PR #1318, opened 2017-02-24
Combined desktop demo

matteblair:
- Moves `Platform` and related types into the `Tangram` namespace (we should avoid populating the global namespace in our API)
 - Merges the GLFW demo application code into a single set of shared functions that runs on both OS X and Linux (and eventually Windows, hopefully). This could be further refactored into a class, for now it still uses global state.


lygstate:
Yeap, that's would be a lost easier for Windows:)

lygstate:
+1 for me

platforms/common/glfwApp.h
```diff
@@ -0,0 +1,27 @@
...
+
+namespace GlfwApp {
+
+    void create(std::shared_ptr<Platform> platform, std::string sceneFile, int width, int height);
+    void destroy();
+
+    void run();
+    void stop(int);
+
+    void mouseButtonCallback(GLFWwindow* window, int button, int action, int mods);
```
karimnaaji: We could remove those from the header definition, so we would include `<GLFW/glfw3.h>` from implementation file only. Not that harmful though.

platforms/linux/src/main.cpp
```diff
@@ -1,423 +1,38 @@
...
+    auto platform = std::make_shared<LinuxPlatform>();
 
+    std::string sceneFile = "scene.yaml";
+    // Load file from command line, if given.
     int argi = 0;
     while (++argi < argc) {
         if (strcmp(argv[argi - 1], "-f") == 0) {
             sceneFile = std::string(argv[argi]);
-            LOG("File from command line: %s", argv[argi]);
+            logMsg("File from command line: %s\n", argv[argi]);
```
karimnaaji: We can remove the `log.h` inclusion if we switch to this one.

platforms/common/glfwApp.h
matteblair: :+1:

platforms/linux/src/main.cpp
matteblair: :+1:

PR #1664, opened 2017-09-26
Remove 'armeabi' and 'arm64-v8a' architectures from Android builds

matteblair:
Significantly reduces Android library build time and output size at a negligible functional cost. Full release AAR size is reduced from 19.9MB to 5.7MB, a __size reduction of 71%__.

Dropped architectures:
 - __armeabi__, the ABI for ARMv6 CPUs, is no longer supported by Android as of 4.4 (according to the compatibility requirements, section 3.3.1: https://source.android.com/compatibility/4.4/android-4.4-cdd.pdf). Our minimum supported Android version is 4.0.3, so it is theoretically possible that an ARMv6 device could install our AAR and fail to load a compatible native library at runtime, but I expect this case to be vanishingly rare. We could consider increasing our minimum Android version to 4.4, but that would exclude ~7% of currently active devices (according to the Android Dashboards: https://developer.android.com/about/dashboards/index.html).
 - __arm64-v8a__, the ABI for 64-bit ARM CPUs, has backward compatibility with binaries using the 32-bit `armeabi-v7a` ABI (according to: https://en.wikipedia.org/wiki/ARM_architecture#ARMv8-A). There are possible performance benefits to running ARM64 binaries on a 64-bit ARM device and I'd like to do some benchmarks to make sure we're not making a dramatic sacrifice on 64-bit devices.

Kept architectures:
 - __armeabi-v7a__, the ABI for ARMv7 CPUs, is the target for the vast majority of active Android devices.
 - __x86__, the ABI for 32-bit x86 CPUs, is used rarely for mobile devices (mostly niche products like the ZenFone) but is immensely helpful for running in the Android emulator. The x86 emulator is at least 10x faster than the ARM emulator and is strongly recommended by Android Studio.

### DIFF
--- a/platforms/android/tangram/build.gradle
+++ b/platforms/android/tangram/build.gradle
@@ -62,7 +62,7 @@ android {
       // Default configuration
     }
     full {
-      externalNativeBuild.cmake.abiFilters 'armeabi', 'arm64-v8a', 'x86'
+      externalNativeBuild.cmake.abiFilters 'x86'
     }
   }
 


westnordost:
👍

westnordost:
Please do not increase the min version to 4.4 though, there are still too many people using these versions.

The device catalogue in the Google Play Console shows me that 10699 different devices are currently compatible with my app. Without armeabi, it's only two devices less (and no device of the currently installed 5k).
That is less than **0.02%** of devices tangram-es becomes incompatible with and thus dimensions away from the ~7% that would be lost by a hard increase of minSdkVersion to 19.

westnordost:
Also, FYI, about roughly 55% the devices seem to be currently based on arm64-v8a and about 1% on x86.

tallytalwar:
Thanks @westnordost. Its good to know the stats from streetcomplete. As you mentioned there are fair bit of devices running `arm64-v8a`, so it might be beneficial for us to keep that architecture.

However as @matteblair mentioned it does make sense to do a performance benchmark to gauge how much of performance improvement we get with 64bit arch. If its significant enough it does make sense to only get rid of `armeabi` and stick with `arm64-v8a`.

Will read more on this and update.

tallytalwar:
Confirmed from multiple documentations (android, arm and intel), that devices having 64bit archs are backward compatible with 32bit ABIs. So with respect to compatibility and device support we should be good here.

With respect to performance and power utilization, documented evidence points to about 5 to 10% performance and power improvement. I will run some tests with tangram on a device running arm64-v8a to get some concrete evidence with `arm64-v8a` and `armeabi-v7a` explicitly.

Reference: https://androidbycode.wordpress.com/tag/armeabi-v7a/, https://software.intel.com/en-us/android/articles/how-to-develop-and-evaluate-64-bit-android-apps-on-intel-x86-platforms

ac87:
@tallytalwar As I have a dependency on SQLCipher which does not have 64 bit support. All the work I've done with Tangram-es has been excluding the arm64-v8a lib and I have not seen any problems with this across a variety of newer devices.

Be very interested in seeing the results of your arm64-v8a vs armeabi-v7a benchmark.

tallytalwar:
Ok did some basic benchmarking with just scene loading with different house scene files and compared the approx numbers for armeabi-v7a and arm64-v8a. 


Scene | CPU (max) % usage |   | Memory (peak) - Mb |   | GPU (max) - ms |  
-- | -- | -- | -- | -- | -- | --
  | armeabi-v7a | arm64-v8a |   | armeabi-v7a | arm64-v8a |   | armeabi-v7a | arm64-v8a |  
default | 50 | 44 | 12 | 10 | 8.5 | 15 | 67 | 58 | 13.43283582
bubble | 50 | 40 | 20 | 10 | 10 | 0 | 67 | 67 | 0
refill | 45 | 42 | 6.666666667 | 11 | 9.5 | 13.63636364 | 67 | 60 | 10.44776119
walkabout | 40 | 38 | 5 | 10.2 | 9 | 11.76470588 | 67 | 67 | 0
tron | 55 | 50 | 9.090909091 | 11.2 | 10 | 10.71428571 | 67 | 67 | 0
cinnabar | 40 | 38 | 5 | 11.2 | 11 | 1.785714286 | 67 | 67 | 0
zinc | 40 | 38 | 5 | 11.2 | 10.5 | 6.25 | 67 | 67 | 0
  |   |   | 8.965367965 |   |   | 8.450152788 |   |   | 3.411513859



To Summarize on an average wrt just scene loading for tangram using the demo app:
CPU utilization is optimized by about 8%
Memory utilization is optimized by about 8%
GPU render times are optimized negligibly by a factor of 3%

Will do some other benchmarking with scene updates, etc. But this gives a ballpark of optimization we get with using arm64-v8a vs using armeabi-v7a.

matteblair:
Thanks for checking out some benchmarks @tallytalwar! Can you explain more about how you got these numbers? I'm curious because the CPU and memory usage overall look lower than I would expect, and memory use should almost certainly be higher for the 64-bit architecture (due to pointers and struct alignment being larger). Maybe I'm overlooking something?

westnordost:
I wonder, do you consider a speed improvement of ~8% as significant?

My gut opinion would be (still) "yes" as I usually tend to value lower CPU usage always over lower disk drive / memory usage. The latter is just usually available in plenty, the former a very limited resource.
Plus, in any case, if you'd revisit this topic in a few years, the 55% of 64bit users will have grown into a vast majority.

matteblair:
I tested this change on a Galaxy S7, in Release configuration, using the following diff to print a running average of theoretical FPS:
```
--- a/platforms/android/tangram/src/main/java/com/mapzen/tangram/MapController.java
+++ b/platforms/android/tangram/src/main/java/com/mapzen/tangram/MapController.java
@@ -1254,6 +1254,9 @@ public class MapController implements Renderer {
     private Map<Long, Marker> markers = new HashMap<>();
     private Handler uiThreadHandler;
 
+    private long frameCounter = 0;
+    private long frameTimeSum = 0;
+
     // GLSurfaceView.Renderer methods
     // ==============================
 
@@ -1269,11 +1272,20 @@ public class MapController implements Renderer {
             return;
         }
 
+        long frameStartTime = System.nanoTime();
         boolean viewComplete;
         synchronized(this) {
             viewComplete = nativeUpdate(mapPointer, delta);
             nativeRender(mapPointer);
         }
+        frameTimeSum += System.nanoTime() - frameStartTime;
+
+        frameCounter++;
+        long frameAverageWindow = 60;
+        if (frameCounter % frameAverageWindow == 0) {
+            long fps = frameCounter * 1000000000 / frameTimeSum;
+            android.util.Log.d("Tangram", String.valueOf(fps) + " FPS");
+        }
 
         if (viewComplete) {
```

Using a library compiled for `armeabi-v7a` I recorded averages of roughly 75-85 FPS.

Using a library compiled for `arm64-v8a` I recorded averages of roughly 75-85 FPS.

Any difference between the two was not significant compared to normal variation in application performance. 

Based on these results, I'm in favor of moving forward with this PR as-is.

tallytalwar:
Sure in my results also apart from cpu and memory improvement the fps rate was pretty consistent. 

I also did some more reading on this and probably make sense to re-evaluate this when the state of the industry and adoption of arm64-v8a increases. 
http://www.informit.com/articles/article.aspx?p=1843892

——

Filter the entries down to the lines with the word "java" in them.

• EXERCISE RESPONSE
--- a/platforms/android/tangram/src/main/java/com/mapzen/tangram/MapController.java
+++ b/platforms/android/tangram/src/main/java/com/mapzen/tangram/MapController.java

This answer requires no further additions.